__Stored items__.
+---+
PR #677, opened 2016-11-04
Content changes to the online booking journey

amansinghb:
Content changes based on the latest lab session outcomes.

### DIFF
--- a/app/views/booking_requests/step_one.html.erb
+++ b/app/views/booking_requests/step_one.html.erb
@@ -50,6 +50,9 @@
         <%= f.button('Continue', type: 'submit', class: 'button t-continue') %>
       </p>
     <% end %>
+    <p>This service is in development.</p>
+
+    <p>You may not get one of the 3 dates you’ve requested. <br>If there’s a problem, we’ll call or email to confirm an appointment date with you.</p>
   </div>
 
   <div class="l-column-half">
--- a/app/views/booking_requests/step_two.html.erb
+++ b/app/views/booking_requests/step_two.html.erb
@@ -130,7 +130,7 @@
           <% if @booking_request.errors.include?(:accessibility_requirements) %>
             <span class="error-message"><%= @booking_request.errors[:accessibility_requirements].to_sentence %></span>
           <% end %>
-          <%= f.check_box :accessibility_requirements, class: 't-accessibility-requirements' %> I have accessibility needs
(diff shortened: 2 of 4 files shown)


app/views/booking_requests/step_one.html.erb
```diff
@@ -50,6 +50,9 @@
         <%= f.button('Continue', type: 'submit', class: 'button t-continue') %>
       </p>
     <% end %>
+    <p>This service is in development.</p>
+
+    <p>You may not get one of the 3 dates you’ve requested. <br>If there’s a  problem, we’ll call or email to confirm an appointment date with you.</p>
```
benlovell: Should that be a separate paragraph or is the line spacing important?

app/views/booking_requests/step_two.html.erb
```diff
@@ -130,7 +130,7 @@
           <% if @booking_request.errors.include?(:accessibility_requirements) %>
             <span class="error-message"><%= @booking_request.errors[:accessibility_requirements].to_sentence %></span>
           <% end %>
-          <%= f.check_box :accessibility_requirements, class: 't-accessibility-requirements' %> I have accessibility needs
+          <%= f.check_box :accessibility_requirements, class: 't-accessibility-requirements' %> I have accessibility needs <span style="color:#6f777b">eg wheelchair access</span>
```
benlovell: That style thing shouldn't be declared inline but I'll defer to @benbarnett or @Guntrisoft.

benbarnett: Using colour like that isn't part of the GDS style, but you can use the hint-text thing as described here: http://govuk-elements.herokuapp.com/form-elements/#form-hint-text

Guntrisoft: @benbarnett Aman attempted to use a form hint but because it's a block element it was wrapping underneath the checkbox and label - @amansinghb get it fired up on your machine, change it to a form hint and we'll take a look at it together to get it displayed inline.

app/views/booking_requests/step_one.html.erb
amansinghb: @benlovell I showed it to content guys all as one paragraph but after changing it around it a few times it was thought this would be the best for it to be displayed.

@benbarnett I'll sort the extra space out

PR #678, opened 2016-11-05
Capture `date_of_birth` when booking

benlovell:
Makes the `date_of_birth` mandatory. The appointment type is now
inferred from the given date of birth. Both attributes are still passed
to the bookings API to maintain compatibility.

The validation works as you'd expect. When an invalid date (missing a
component) is given this does not trigger the eligibility check. When a
valid (as-in all components of the date are provided) the eligibility
check is triggered, based off the inferred appointment type.

The form looks pretty bad at the moment as I lifted it almost verbatim from
tap. @Guntrisoft - work your magic?


Guntrisoft:
:+1

PR #682, opened 2016-11-11
Content to reinforce select appointments may not be available

amansinghb:
Content to reinforce select appointments may not be available and
consistency around e.g. on the customer details page


benlovell:
For reference: 

screen shot 2016-11-11 at 15 04 25

PR #685, opened 2016-11-16
Bump the quality of static maps

benlovell:
Prior to this change they were a little fuzzy as they were being scaled
as `1` instead of `2` which is our maximum permitted quality on the
free plan.

### Before

screen shot 2016-11-16 at 13 16 04

### After

screen shot 2016-11-16 at 13 15 18

### DIFF
--- a/app/views/locations/index.html.erb
+++ b/app/views/locations/index.html.erb
@@ -38,6 +38,7 @@
           <a href="https://maps.google.com/maps?q=<%= location.address_flattened %>" target="_blank">
             <img
               height="300"
+              alt="map showing the location of <%= location.name %> (link opens external website in new window)"
               style="border:0; position: relative;"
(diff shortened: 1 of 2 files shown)


app/views/locations/index.html.erb
```diff
@@ -39,7 +39,7 @@
             <img
```
benbarnett: I know this isn't really to do with this PR but can we add this alt text to the ``?

`map showing the location of <<Location Name>> (link opens external website in new window)`

Guntrisoft:
This happens on the widest mobile viewport now

screen shot 2016-11-16 at 11 20 16

Guntrisoft:
perhaps a max-width needed

app/views/locations/index.html.erb
benlovell: Cool, will address.

Guntrisoft:
@benlovell will address layout optimisation in future PR

PR #688, opened 2016-11-21
Ensure button is disabled after submission

benlovell:
screen shot 2016-11-21 at 12 49 58


Guntrisoft:
@benbarnett @benlovell Maybe we should write something simple, to disable the button rather than bringing in a whole library

benlovell:
Maybe, although it weighs 20k uncompressed.

Guntrisoft:
Just as an audit trail, I rewrote this branch to use a small bit of JS to disable the button on submit of the form.

PR #703, opened 2016-12-06
Improved accessibility of mobile version of the site navigation

Guntrisoft:
screen shot 2016-12-06 at 13 00 01

- Altered menu link to be a button which better describes
  that it's going to do something interactive when clicked on
- Added aria-expanded=true/false to read out to screen reader
  users that the item that it controls is collapsed, and reads
  out that it's expanded when clicked on
- Added aria-hidden=true on the menu items by default, and then
  turned this to true when button is clicked on, so that menu
  items are only read out when the menu is expanded
- Added aria-controls for screenreaders which support it, so
  a user can jump directly to the menu from the button

### DIFF
--- a/app/assets/javascripts/mobile-nav-toggler.js
+++ b/app/assets/javascripts/mobile-nav-toggler.js
@@ -8,7 +8,16 @@
 
       $trigger.click(function(e) {
         e.preventDefault();
-        $target.toggleClass('active');
+
+        if ($target.hasClass('active')) {
+          $target.removeClass('active');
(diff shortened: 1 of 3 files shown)


benbarnett:
Can explain the reason for this change rather than summarise the changes in the code? We can see the latter from the diff so it's just useful to know what this was for 👍

Guntrisoft:
@benbarnett Sorry, really bad habit of mine 🙈  - fixed.

benbarnett:
Awesome, that's so much clearer now :)

PR #704, opened 2016-12-06
Website amends

Guntrisoft:
screen shot 2016-12-06 at 13 53 19

### DIFF
--- a/app/views/appointment_summaries/new.html.erb
+++ b/app/views/appointment_summaries/new.html.erb
@@ -1,3 +1,4 @@
+<% content_for(:page_title, t('service.title', page_title: 'How to view your appointment summary')) %>
 <% content_for(:meta_description, 'Choose the information you want in the summary of your Pension Wise appointment') %>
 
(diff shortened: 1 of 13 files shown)


app/views/appointment_summaries/new.html.erb
```diff
@@ -1,3 +1,4 @@
+<% content_for(:page_title, 'How to view your appointment summary - Pension Wise') %>
```
benbarnett: Can we move these into the locale file as per the other pages?

Also just noticed that the F2F booking pages are all missing page titles too!

Guntrisoft: I've used the t('service.title', X) pattern for these missing page titles - gone through hopefully all pages that are missing a title and added one.

Guntrisoft:
@alexkouz have a 👀

app/views/booking_requests/step_two.html.erb
```diff
@@ -1,3 +1,4 @@
+<% content_for(:page_title, t('service.title', page_title: "Your details")) %>
```
benlovell: Quotes.

Guntrisoft: Damnation

PR #748, opened 2017-01-26
Allow feedback to be left on the pension type tool

dwhenry:
This was failing to work as the cookies are striped
from the page to enable caching. This change requires
CSRF protection from the feedback submission form.

### DIFF
--- a/spec/features/feedback_spec.rb
+++ b/spec/features/feedback_spec.rb
@@ -1,0 +1,24 @@
+require 'spec_helper'
+
+RSpec.feature 'Customer feedback', js: true do
+  scenario 'can be left on the pension type tool' do
+    begin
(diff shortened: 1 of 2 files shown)


spec/features/feedback_spec.rb
```diff
@@ -0,0 +1,27 @@
+require 'spec_helper'
+
+RSpec.feature 'Customer feedback', js: true do
+  around do |example|
```
benlovell: This isn't actually doing anything as you need to call `example.run`. Also may as well just inline it into the single `scenario` where it's used.

dwhenry: Will inline.. but just so you know.. `run` is an alias of `call` :) https://github.com/rspec/rspec-core/blob/master/lib/rspec/core/example.rb#L340

PR #750, opened 2017-01-27
Alternative landing page available at `/landing`

benbarnett:
The page is identical to the existing 'facebook landing' page,
except this one is to be used for various other digital marketing
and no phone number to promote online booking.


Guntrisoft:
@benbarnett just noticed that there is a redundant action in the marketing controller which probably could be tidied up as part of this PR?

benbarnett:
@Guntrisoft might just do that separately as there still seems to be some discussion around this page.

benbarnett:
Addressed in https://github.com/guidance-guarantee-programme/pension_guidance/pull/755

PR #753, opened 2017-01-30
Namespacing IDs for form elements

Guntrisoft:
- avoid duplication of element IDs
- makes page HTML valid

### DIFF
--- a/app/views/appointment_summaries/create.html.erb
+++ b/app/views/appointment_summaries/create.html.erb
@@ -6,7 +6,7 @@
 
 <div class="fixed-panel js-fixed-panel hide-from-print">
   <div class="fixed-panel__button">
-    <%= form_for @appointment_summary, url: download_appointment_summaries_path do |f| %>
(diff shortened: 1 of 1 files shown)


app/views/appointment_summaries/create.html.erb
```diff
@@ -17,7 +17,7 @@
   </div>
 
   <div class="fixed-panel__button">
-    <%= form_for @appointment_summary, url: print_appointment_summaries_path, html: { target: "_blank" } do |f| %>
+    <%= form_for @appointment_summary, url: print_appointment_summaries_path, html: { target: "_blank", id: 'print_form' }, namespace: "print" do |f| %>
```
benbarnett: Got a bit of double / single quotes going on here

benbarnett:
Much nicer commit now ;) Just that comment about the " and 's and 👍

app/views/appointment_summaries/create.html.erb
Guntrisoft: Done!

PR #755, opened 2017-01-31
Remove redundant action in marketing controller

benbarnett:
Was accidentally left over from a previous iteration.


Guntrisoft:
👍 💯

PR #756, opened 2017-01-31
Adding in aXe accessibility testing

Guntrisoft:
axelogo

Using axe-matchers gem to integrate accessibility tests into a set of new cucumber features.

The tests which are run against the pages are listed here:
https://github.com/dequelabs/axe-core/blob/master/doc/rule-descriptions.md

Altered steps which select radio buttons on appointment summary form page to ensure they work with features with/without Javascript

### DIFF
--- a/features/accessibility.feature
+++ b/features/accessibility.feature
@@ -1,0 +1,33 @@
+@javascript
+Feature: Accessibility of pages
+  As a customer I want Pension Wise pages to be fully accessible
+  so I can navigate the website regardless of my access needs
+
+  Scenario: Homepage of the site is accessible
+    When I visit the homepage
+    Then the page should be accessible
+
+  Scenario Outline: Typical pages of the site are accessible
+    When I visit the page <Slug>
+    Then the page should be accessible
+
+    Examples:
+      | Slug                     |
+      | facebook-landing         |
+      | leave-pot-untouched      |
+      | tax                      |
+      | summary-document/new     |
+      | feedback/new             |
+
+  Scenario: Location page is accessible
+    When I visit a face to face booking location page
+    Then the page should be accessible
+
+  Scenario: Appointment summary page is accessible
+    When I visit the appointment summary page
+    Then the page should be accessible
+
+  @booking_locations
+  Scenario: Slot picker for face to face booking is not accessible while we develop our own slot picker
+    When I view the face to face booking form
+    Then the page should be accessible excluding ".SlotPicker"
--- a/Gemfile
+++ b/Gemfile
@@ -55,6 +55,7 @@ group :development do
 end
 
 group :test do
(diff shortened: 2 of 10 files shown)


features/accessibility.feature
```diff
@@ -0,0 +1,39 @@
+@javascript
+Feature: Accessibility of pages
+  As a customer I want Pension Wise pages to be fully accessible
+  so I can navigate the website regardless of my disability
```
benbarnett: `regardless of my access needs` maybe reads a little more clearly?

features/accessibility.feature
```diff
@@ -0,0 +1,39 @@
...
+
+  @vcr
+  Scenario: Location page is accessible
+    Given I have searched for appointment locations near to a valid postcode
+    When I drill down into a specific search result
+    Then the page should be accessible
+
+  Scenario: Appointment summary page is not accessible until errors have been fixed
+    When I visit the digital appointment summary generator
+    And I select 55 or over as my age range
```
benbarnett: We could do `And I select any age range` and add a step that'll do a `.sample` between the two options maybe?

benbarnett: Up for discussion, not sure how much value this'll give in the scheme of things

features/accessibility.feature
```diff
@@ -0,0 +1,39 @@
...
+    And I view the appointment summary
+    Then the page should be accessible
+
+  @booking_locations
+  Scenario: Slot picker for face to face booking is not accessible while we develop our own slot picker
+    Given a location is enabled for online booking
+    When I browse for the location
+    And I opt to book online
+    Then the page should not be accessible
```
benbarnett: Was there another way of wording this that better described our situation? I think it was just an alias for this one.

benbarnett:
Loving this so far

features/accessibility.feature
Guntrisoft: Done

features/accessibility.feature
Guntrisoft: I'm kinda questioning the actual feature specs to be honest - as i'm piecing together some steps in order to get to the page I want to test for accessibility.

Maybe I need something a lot simpler as a feature spec, which then follows some steps in the background.

features/accessibility.feature
Guntrisoft: I'm struggling to find what we saw yesterday in the docs!

Guntrisoft: I've altered so it excludes the slot picker but tests the rest of the page

features/accessibility.feature
Guntrisoft: @benbarnett I've decided to simplify the feature specs, and keep the details of how I get to the particular page to the step definition - let me know what you think

PR #757, opened 2017-02-01
Pass 'not sure' through to bookings API

benlovell:
To facilitate displaying when the customer specified they were unsure
whether their pension was DC, we now pass their selection through to
the bookings API per the requirements for displaying in planner.


Guntrisoft:
👍

PR #759, opened 2017-02-07
Show error message when customer does not enter a postcode

Guntrisoft:
screen shot 2017-02-07 at 12 18 09

If a user does not enter a postcode on face to face location
search then we show the location search again but include
a suitable error message to inform the user what they need
to do

### DIFF
--- a/app/controllers/locations_controller.rb
+++ b/app/controllers/locations_controller.rb
@@ -8,7 +8,8 @@ class LocationsController < ApplicationController
   layout 'full_width_with_breadcrumbs', only: %i(show index)
 
   def index
-    return render :search unless @postcode.present?
+    return render :search if @postcode.nil?
+    return render :empty_postcode if @postcode.empty?
 
     @locations = begin
       Locations.nearest_to_postcode(@postcode, limit: NEAREST_LIMIT).map do |location|
--- a/app/controllers/locations_controller.rb
+++ b/app/controllers/locations_controller.rb
@@ -11,15 +11,7 @@ class LocationsController < ApplicationController
     return render :search if @postcode.nil?
     return render :empty_postcode if @postcode.empty?
 
-    @locations = begin
-      Locations.nearest_to_postcode(@postcode, limit: NEAREST_LIMIT).map do |location|
-        LocationSearchResultDecorator.new(location)
-      end
-    rescue Geocoder::InvalidPostcode
-      render :invalid_postcode
-    rescue Geocoder::FailedLookup
-      render :failed_lookup
-    end
+    retrieve_locations
   end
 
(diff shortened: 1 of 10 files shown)


Guntrisoft:
@alexkouz is the wording ok here in the error message (see screenshot above)

app/views/locations/empty_postcode.html.erb
```diff
@@ -0,0 +1,5 @@
+<%= render 'components/error_postcode' do %>
+  <span class="t-empty-postcode error-message">Please enter a valid postcode</span>
+<% end %>
+
```
benlovell: Nope.

features/find_nearest_face-to-face_appointment_locations.feature
```diff
@@ -12,6 +12,10 @@ Scenario: Search using an invalid postcode (i.e. one that we can't find)
   When I search for appointment locations near to an invalid postcode
   Then I should be informed that Pension Wise cannot find that postcode
 
+Scenario: Search without entering a postcode
+  When I search for appointment locations without entering a postcode
+  Then I should be informed that I need to enter a postcode
```
benlovell: 'Then I am told to enter a valid postcode' would be better I think.

app/controllers/locations_controller.rb
```diff
@@ -8,7 +8,8 @@ class LocationsController < ApplicationController
   layout 'full_width_with_breadcrumbs', only: %i(show index)
 
   def index
-    return render :search unless @postcode.present?
+    return render :search if @postcode.nil?
+    return render :empty_postcode if @postcode.empty?
```
benlovell: Maybe we could put a client validation pattern or something on the frontend to stop this roundtrip for a large number of cases too?

features/find_nearest_face-to-face_appointment_locations.feature
Guntrisoft: Done

app/views/locations/empty_postcode.html.erb
Guntrisoft: Yup.

app/controllers/locations_controller.rb
Guntrisoft: Added `required=true`

Guntrisoft:
@benlovell https://github.com/guidance-guarantee-programme/pension_guidance/pull/759/files#diff-54b4e4f2b562d74dad3af78e66e74e4fR14 - this ok? (to avoid rubocop issue of too many lines for `def index`

alexkouz:
@Guntrisoft yep, happy with the above postcode error message

PR #763, opened 2017-02-08
Ensure a DC eligibility option is chosen

benlovell:
There was no validation being performed on this form value prior to
this change.

screen shot 2017-02-08 at 15 04 45

screen shot 2017-02-08 at 15 04 52


Guntrisoft:
`can't be blank` seems like odd terminology to me

benlovell:
@Guntrisoft That's standard Rails terminology, used everywhere else when a value is not provided. Do you have a better suggestion?

Guntrisoft:
Agreed with content team this is ok.

Guntrisoft:
👍

PR #767, opened 2017-02-13
Update copy on telephone booking confirmation page

Guntrisoft:
User research found that users were finding the page
ambiguous in terms of what they would receive in the
confirmation email and they would like to know the
details of their appointment in case the email
didn't reach them.

Switched to two thirds layout which is the same as
face to face booking request confirmation page

screen shot 2017-02-13 at 09 33 53

### DIFF
--- a/app/views/telephone_appointments/confirmation.html.erb
+++ b/app/views/telephone_appointments/confirmation.html.erb
@@ -1,17 +1,19 @@
-<h1>Your booking is confirmed</h1>
+<div class="l-grid-row">
+  <div class="l-column-two-thirds">
+    <h1>We’ve booked your appointment</h1>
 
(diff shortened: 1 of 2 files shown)


benlovell:
Why did we do this?

Guntrisoft:
@alexkouz Please confirm you are happy with the above

Guntrisoft:
@CassBonner has confirmed this is ok

Guntrisoft:
@benlovell sorry, updated with more info

benbarnett:
Can we add something about "in user research we found that users were finding the page ambiguous in terms of what they would receive in the email, and that they would like to know the details of their appointment in case it doesn't come through" or something

PR #768, opened 2017-02-13
Update Annuity calculator constants - Feb 2017

Guntrisoft:
Update annuity rates with latest data


benbarnett:
Wow, didn't expect those to generate the same numbers. Nice one.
+---+
__TASK REQUIREMENTS__. Leave out every line above except those from the line with "-1,0 +1,24 @@" up to and including the line with "dwhenry: Will inline..", and copy those exactly.

__PROBLEM SOLUTION__.
@@ -1,0 +1,24 @@
+require 'spec_helper'
+
+RSpec.feature 'Customer feedback', js: true do
+  scenario 'can be left on the pension type tool' do
+    begin
(diff shortened: 1 of 2 files shown)


spec/features/feedback_spec.rb
```diff
@@ -0,0 +1,27 @@
+require 'spec_helper'
+
+RSpec.feature 'Customer feedback', js: true do
+  around do |example|
```
benlovell: This isn't actually doing anything as you need to call `example.run`. Also may as well just inline it into the single `scenario` where it's used.

dwhenry: Will inline.. but just so you know.. `run` is an alias of `call` :) https://github.com/rspec/rspec-core/blob/master/lib/rspec/core/example.rb#L340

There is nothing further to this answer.